§ **What is needed**:
Search the listing below for the string "risk", then copy every line it appears in.

--- START ---

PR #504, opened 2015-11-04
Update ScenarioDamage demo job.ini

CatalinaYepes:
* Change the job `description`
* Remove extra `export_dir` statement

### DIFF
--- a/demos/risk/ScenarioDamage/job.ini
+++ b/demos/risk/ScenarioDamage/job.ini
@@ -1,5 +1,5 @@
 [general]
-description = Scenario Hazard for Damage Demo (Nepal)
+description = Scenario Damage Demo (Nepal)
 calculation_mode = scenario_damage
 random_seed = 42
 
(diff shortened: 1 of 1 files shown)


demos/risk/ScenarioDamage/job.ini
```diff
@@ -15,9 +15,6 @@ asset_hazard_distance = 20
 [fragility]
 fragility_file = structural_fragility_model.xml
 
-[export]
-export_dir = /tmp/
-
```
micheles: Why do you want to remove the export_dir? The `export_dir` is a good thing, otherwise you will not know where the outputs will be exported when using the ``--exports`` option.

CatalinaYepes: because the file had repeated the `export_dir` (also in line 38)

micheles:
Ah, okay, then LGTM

--- END ---

§ **Exercise response**:
--- a/demos/risk/ScenarioDamage/job.ini
+++ b/demos/risk/ScenarioDamage/job.ini
demos/risk/ScenarioDamage/job.ini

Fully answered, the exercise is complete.